▸ **Entries supplied**:
# # # #
PR #14380, opened 2026-02-18
Chore: Sync: Log a warning when a folder is deleted by sync without its content being deleted first

personalizedrefrigerator:
# Summary

Joplin creates conflicts if there are still items in a folder that was deleted by sync. However, nothing was logged in this case, making it difficult to determine why these conflicts were created. This pull request adds additional logging to make it easier to determine the source of such conflicts.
# # # #
▸ **Task brief**: Your task is to retype all of the records exactly.

▸ **Response below**:
PR #14380, opened 2026-02-18
Chore: Sync: Log a warning when a folder is deleted by sync without its content being deleted first

personalizedrefrigerator:
# Summary

Joplin creates conflicts if there are still items in a folder that was deleted by sync. However, nothing was logged in this case, making it difficult to determine why these conflicts were created. This pull request adds additional logging to make it easier to determine the source of such conflicts.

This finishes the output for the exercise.